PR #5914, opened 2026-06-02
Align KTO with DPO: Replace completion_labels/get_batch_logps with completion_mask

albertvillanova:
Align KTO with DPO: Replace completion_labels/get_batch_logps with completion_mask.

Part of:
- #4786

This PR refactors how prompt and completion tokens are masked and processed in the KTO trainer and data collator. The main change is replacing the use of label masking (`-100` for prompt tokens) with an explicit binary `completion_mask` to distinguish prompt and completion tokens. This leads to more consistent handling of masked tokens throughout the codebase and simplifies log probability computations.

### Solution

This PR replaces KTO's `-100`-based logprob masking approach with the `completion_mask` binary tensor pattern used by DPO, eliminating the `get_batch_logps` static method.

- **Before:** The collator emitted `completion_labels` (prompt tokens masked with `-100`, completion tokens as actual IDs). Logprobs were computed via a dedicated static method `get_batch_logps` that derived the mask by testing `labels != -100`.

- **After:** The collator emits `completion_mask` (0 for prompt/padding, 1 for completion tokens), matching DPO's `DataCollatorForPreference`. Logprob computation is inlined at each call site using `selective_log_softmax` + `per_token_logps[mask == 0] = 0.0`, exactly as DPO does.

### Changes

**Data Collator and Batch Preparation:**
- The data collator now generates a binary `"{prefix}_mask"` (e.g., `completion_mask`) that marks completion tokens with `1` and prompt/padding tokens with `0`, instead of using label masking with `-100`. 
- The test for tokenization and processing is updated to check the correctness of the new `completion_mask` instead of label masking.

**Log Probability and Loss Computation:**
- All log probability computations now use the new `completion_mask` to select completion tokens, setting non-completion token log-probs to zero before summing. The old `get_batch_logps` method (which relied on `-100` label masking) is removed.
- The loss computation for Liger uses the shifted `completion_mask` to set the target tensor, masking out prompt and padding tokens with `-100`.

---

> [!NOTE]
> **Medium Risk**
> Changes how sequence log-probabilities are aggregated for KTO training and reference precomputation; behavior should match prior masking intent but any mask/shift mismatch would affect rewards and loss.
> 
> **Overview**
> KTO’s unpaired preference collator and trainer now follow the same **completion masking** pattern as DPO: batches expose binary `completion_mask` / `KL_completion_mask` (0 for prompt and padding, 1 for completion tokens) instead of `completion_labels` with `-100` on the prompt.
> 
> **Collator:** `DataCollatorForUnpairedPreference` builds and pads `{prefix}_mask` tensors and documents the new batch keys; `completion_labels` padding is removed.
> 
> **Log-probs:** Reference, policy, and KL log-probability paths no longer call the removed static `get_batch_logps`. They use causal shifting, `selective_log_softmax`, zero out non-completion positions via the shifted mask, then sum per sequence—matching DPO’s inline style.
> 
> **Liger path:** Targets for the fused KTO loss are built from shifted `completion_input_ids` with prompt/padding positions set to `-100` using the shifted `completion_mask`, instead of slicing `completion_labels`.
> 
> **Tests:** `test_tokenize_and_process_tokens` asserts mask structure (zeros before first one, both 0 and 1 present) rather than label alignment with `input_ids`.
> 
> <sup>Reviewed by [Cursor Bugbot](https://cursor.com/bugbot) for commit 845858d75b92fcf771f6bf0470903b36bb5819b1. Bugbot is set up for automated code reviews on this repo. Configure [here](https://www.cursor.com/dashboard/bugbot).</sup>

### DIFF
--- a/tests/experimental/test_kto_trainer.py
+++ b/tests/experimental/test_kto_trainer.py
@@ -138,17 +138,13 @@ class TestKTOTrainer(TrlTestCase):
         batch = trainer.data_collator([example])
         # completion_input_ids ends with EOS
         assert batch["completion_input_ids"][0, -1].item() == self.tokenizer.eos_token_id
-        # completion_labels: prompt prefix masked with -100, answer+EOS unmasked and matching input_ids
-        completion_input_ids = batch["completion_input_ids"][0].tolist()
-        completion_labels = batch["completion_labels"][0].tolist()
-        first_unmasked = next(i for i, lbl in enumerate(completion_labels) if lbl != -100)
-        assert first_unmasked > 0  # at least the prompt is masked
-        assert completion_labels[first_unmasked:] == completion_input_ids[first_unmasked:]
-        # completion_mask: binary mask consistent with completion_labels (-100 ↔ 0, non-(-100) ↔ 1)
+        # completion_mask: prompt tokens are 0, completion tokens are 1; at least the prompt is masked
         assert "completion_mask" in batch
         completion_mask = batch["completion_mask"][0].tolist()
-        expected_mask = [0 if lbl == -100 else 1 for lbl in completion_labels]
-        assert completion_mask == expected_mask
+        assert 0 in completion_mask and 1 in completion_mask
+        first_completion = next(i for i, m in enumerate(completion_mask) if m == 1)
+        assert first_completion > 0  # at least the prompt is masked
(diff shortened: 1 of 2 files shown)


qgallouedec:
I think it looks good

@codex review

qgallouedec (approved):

----

[YOUR GOAL] Transcribe the data above so that every line matches exactly.

[TASK RESULT]
PR #5914, opened 2026-06-02
Align KTO with DPO: Replace completion_labels/get_batch_logps with completion_mask

albertvillanova:
Align KTO with DPO: Replace completion_labels/get_batch_logps with completion_mask.

Part of:
- #4786

This PR refactors how prompt and completion tokens are masked and processed in the KTO trainer and data collator. The main change is replacing the use of label masking (`-100` for prompt tokens) with an explicit binary `completion_mask` to distinguish prompt and completion tokens. This leads to more consistent handling of masked tokens throughout the codebase and simplifies log probability computations.

### Solution

This PR replaces KTO's `-100`-based logprob masking approach with the `completion_mask` binary tensor pattern used by DPO, eliminating the `get_batch_logps` static method.

- **Before:** The collator emitted `completion_labels` (prompt tokens masked with `-100`, completion tokens as actual IDs). Logprobs were computed via a dedicated static method `get_batch_logps` that derived the mask by testing `labels != -100`.

- **After:** The collator emits `completion_mask` (0 for prompt/padding, 1 for completion tokens), matching DPO's `DataCollatorForPreference`. Logprob computation is inlined at each call site using `selective_log_softmax` + `per_token_logps[mask == 0] = 0.0`, exactly as DPO does.

### Changes

**Data Collator and Batch Preparation:**
- The data collator now generates a binary `"{prefix}_mask"` (e.g., `completion_mask`) that marks completion tokens with `1` and prompt/padding tokens with `0`, instead of using label masking with `-100`. 
- The test for tokenization and processing is updated to check the correctness of the new `completion_mask` instead of label masking.

**Log Probability and Loss Computation:**
- All log probability computations now use the new `completion_mask` to select completion tokens, setting non-completion token log-probs to zero before summing. The old `get_batch_logps` method (which relied on `-100` label masking) is removed.
- The loss computation for Liger uses the shifted `completion_mask` to set the target tensor, masking out prompt and padding tokens with `-100`.

---

> [!NOTE]
> **Medium Risk**
> Changes how sequence log-probabilities are aggregated for KTO training and reference precomputation; behavior should match prior masking intent but any mask/shift mismatch would affect rewards and loss.
> 
> **Overview**
> KTO’s unpaired preference collator and trainer now follow the same **completion masking** pattern as DPO: batches expose binary `completion_mask` / `KL_completion_mask` (0 for prompt and padding, 1 for completion tokens) instead of `completion_labels` with `-100` on the prompt.
> 
> **Collator:** `DataCollatorForUnpairedPreference` builds and pads `{prefix}_mask` tensors and documents the new batch keys; `completion_labels` padding is removed.
> 
> **Log-probs:** Reference, policy, and KL log-probability paths no longer call the removed static `get_batch_logps`. They use causal shifting, `selective_log_softmax`, zero out non-completion positions via the shifted mask, then sum per sequence—matching DPO’s inline style.
> 
> **Liger path:** Targets for the fused KTO loss are built from shifted `completion_input_ids` with prompt/padding positions set to `-100` using the shifted `completion_mask`, instead of slicing `completion_labels`.
> 
> **Tests:** `test_tokenize_and_process_tokens` asserts mask structure (zeros before first one, both 0 and 1 present) rather than label alignment with `input_ids`.
> 
> <sup>Reviewed by [Cursor Bugbot](https://cursor.com/bugbot) for commit 845858d75b92fcf771f6bf0470903b36bb5819b1. Bugbot is set up for automated code reviews on this repo. Configure [here](https://www.cursor.com/dashboard/bugbot).</sup>

### DIFF
--- a/tests/experimental/test_kto_trainer.py
+++ b/tests/experimental/test_kto_trainer.py
@@ -138,17 +138,13 @@ class TestKTOTrainer(TrlTestCase):
         batch = trainer.data_collator([example])
         # completion_input_ids ends with EOS
         assert batch["completion_input_ids"][0, -1].item() == self.tokenizer.eos_token_id
-        # completion_labels: prompt prefix masked with -100, answer+EOS unmasked and matching input_ids
-        completion_input_ids = batch["completion_input_ids"][0].tolist()
-        completion_labels = batch["completion_labels"][0].tolist()
-        first_unmasked = next(i for i, lbl in enumerate(completion_labels) if lbl != -100)
-        assert first_unmasked > 0  # at least the prompt is masked
-        assert completion_labels[first_unmasked:] == completion_input_ids[first_unmasked:]
-        # completion_mask: binary mask consistent with completion_labels (-100 ↔ 0, non-(-100) ↔ 1)
+        # completion_mask: prompt tokens are 0, completion tokens are 1; at least the prompt is masked
         assert "completion_mask" in batch
         completion_mask = batch["completion_mask"][0].tolist()
-        expected_mask = [0 if lbl == -100 else 1 for lbl in completion_labels]
-        assert completion_mask == expected_mask
+        assert 0 in completion_mask and 1 in completion_mask
+        first_completion = next(i for i, m in enumerate(completion_mask) if m == 1)
+        assert first_completion > 0  # at least the prompt is masked
(diff shortened: 1 of 2 files shown)


qgallouedec:
I think it looks good

@codex review

qgallouedec (approved):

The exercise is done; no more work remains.